A gaping crack on the slopes of Elgeyo escarpment. [Fred Kibor, Standard]

It will now be punishable to live, till, rear livestock or light fire on the Elgeyo escarpment after the county administration enacted a law that proscribes interfering with the fragile environment.

The Elgeyo Marakwet County Sustainable Forestry and Tree Growing Act, 2020 proscribes any form of crop farming, livestock keeping or settlement on the escarpment and any person who violates the provision commits an offence.

An individual contravening the above upon conviction shall be liable to an imprisonment of 12 months, or a fine not exceeding Sh500,000, or community service not exceeding 2,000 man-hours on sustainable forestry and tree growing activities.

The county said the law is meant to stem perennial and deadly landslides on the Elgeyo escarpment that has left more than 200 dead in the past decade displacing thousands of others.

“The mapping and demarcation of all that part of the escarpment area defined as being between the upper and lower Spencer lines. There shall be resettlement of any households, farming or livestock keeping activities, other than beekeeping, within this area,” reads the Act.

‘Spencer Line’ was coined after colonial administrator William Spencer demarcated a boundary on the escarpment beyond which no human activity was allowed during the colonial times.

Encroachments beyond the ‘Spencer Line’ have led to wanton destruction of the delicate ecosystem and catastrophic landslides.

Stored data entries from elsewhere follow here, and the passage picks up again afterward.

PR #738, opened 2023-10-04
Bump default base image to discourse/base:2.0.20231004-0028

andrewschleifer:


nattsw (approved):
Looks ok but where can I find where this value is? `20231004-0028`. 

EDIT: Oh https://hub.docker.com/r/discourse/base/tags ok nvm

PR #702, opened 2023-04-08
fixup count of physical cores in discourse-setup

BigEd:
Previously parsing /proc/cpuinfo but that fails on Raspberry Pi and presumably other aarch64 platforms
https://meta.discourse.org/t/discourse-setup-line-260-0-syntax-error-operand-expected-error-token-is-0/260991

PR #739, opened 2023-10-09
fixup count of physical cores in discourse-setup

BigEd:
For AArch64
See also PR #702 for branch master
Tagging @tgxworld as requested


CvX (approved):
Thank you! (again! 😃)

PR #744, opened 2023-10-16
DEV: Build base images for ARM64 platform in a seperate daily job

tgxworld:
Why this change?

We're currently building a base image for arm64 platforms as part of the
CI workflow. However, building it on Github action via emulation is too
slow and makes it meaningless to include as part of the CI workflow.

What does this change do?

This change moves the building of the bage image targeting the arm64
platform completely to a scheduled job that runs outside of the normal
CI workflow. This will also enable us to build the images for the test
and dev environment eventually as part of the workflow which we intend
to do in a follow up commit.

### DIFF
--- a/.github/workflows/arm64-build.yml
+++ b/.github/workflows/arm64-build.yml
@@ -64,3 +64,50 @@ jobs:
           docker push discourse/base:2.0.$TAG-arm64
           docker push discourse/base:release-arm64
           docker push discourse/base:aarch64
+  test:
+    runs-on: ubuntu-20.04
+    needs: base
+    defaults:
+      run:
+        working-directory: image/discourse_test
+    steps:
+      - uses: actions/checkout@v3
+        with:
+          fetch-depth: 1
+      - name: Set up QEMU
+        uses: docker/setup-qemu-action@v2
+        with:
+          platforms: arm64
+      - name: Set up Docker Buildx
+        id: buildx
+        uses: docker/setup-buildx-action@v2
+      - name: build discourse/discourse_test:slim-arm64
+        run: |
+          docker buildx build . --load \
+            --build-arg from_tag=slim-arm64 \
+            --target base \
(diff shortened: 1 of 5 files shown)


.github/workflows/arm64-build.yml
```diff
@@ -0,0 +1,138 @@
+on:
+  pull_request:
```
tgxworld, line 2: Enabling it on pull requests first so that we run the job in this PR and I know I got things right. Will remove before merging.

.github/workflows/arm64-build.yml
```diff
@@ -0,0 +1,138 @@
...
+    - cron: "0 0 * * *"
+
+concurrency:
+  group: build-arm64-${{ format('{0}-{1}', github.head_ref || github.run_number, github.job) }}
+  cancel-in-progress: true
+
+env:
+  BUILDKIT_PROGRESS: plain
+
+jobs:
```
tgxworld, line 13: There is alot of duplication between this new workflow and `build.yml` but I want to get things running and see if we can even run everything in a reasonable amount of time first.

ZogStriP (approved):

davidtaylorhq:
My preference would be to keep things as-is, so that we continue to get feedback on the ARM build in PRs/commits. If we have a time-sensitive change, we can still choose to merge before it completes.

If we do decide to proceed with this approach, I think we should avoid duplicating the workflow definition, and instead add a conditional to the existing ARM job. We do something similar in plugin/theme workflows [here](https://github.com/discourse/.github/blob/47aa98df7017977d688ffeb529c8fa1c129122d1/.github/workflows/discourse-plugin.yml#L129).

So in this case, to ignore push/pr events, we could do something like:

```yaml
aarch64:
  if: ${{ github.event_name == 'schedule' }}
```

tgxworld:
No longer required because we have access to Github hosted ARM runners now.

PR #745, opened 2023-10-16
DEV: Fix broken ARM64 build

tgxworld:
## Why this change?

The `docker tag discourse/base:aarch64-slim localhost:5000/discourse/base:aarch64-slim
` command broked in 0c93b2207d22b9de69b503460dc269f8b33935c2 because
there is no `aarch64-slim` image being built. Instead, the `ruby
auto_build.rb base_slime_64` command builds an image with the
`discourse/base:build_slim_arm64` tag.

## What does this change do?

This change removes the tagging command because it is pointless for us
to tag it.

### DIFF
--- a/.github/workflows/build.yml
+++ b/.github/workflows/build.yml
@@ -4,7 +4,7 @@ on:
       - main
   pull_request:
   schedule:
-    - cron: '0 0 * * *'
+    - cron: "0 0 * * *"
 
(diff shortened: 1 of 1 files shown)


lis2 (approved):

tgxworld:
Thank you @lis2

Elgeyo Marakwet records from the county disaster department indicate that more than 50,000 households live on the escarpment, with 4,000 families inhabiting high-risk zones that have fault lines which experience landslides perennially.

But the Act now wants the conversion of that area into a county forest, including mandatory reforestation with indigenous tree species.

Use of fires as tools of cultivation on private and community land has been prohibited.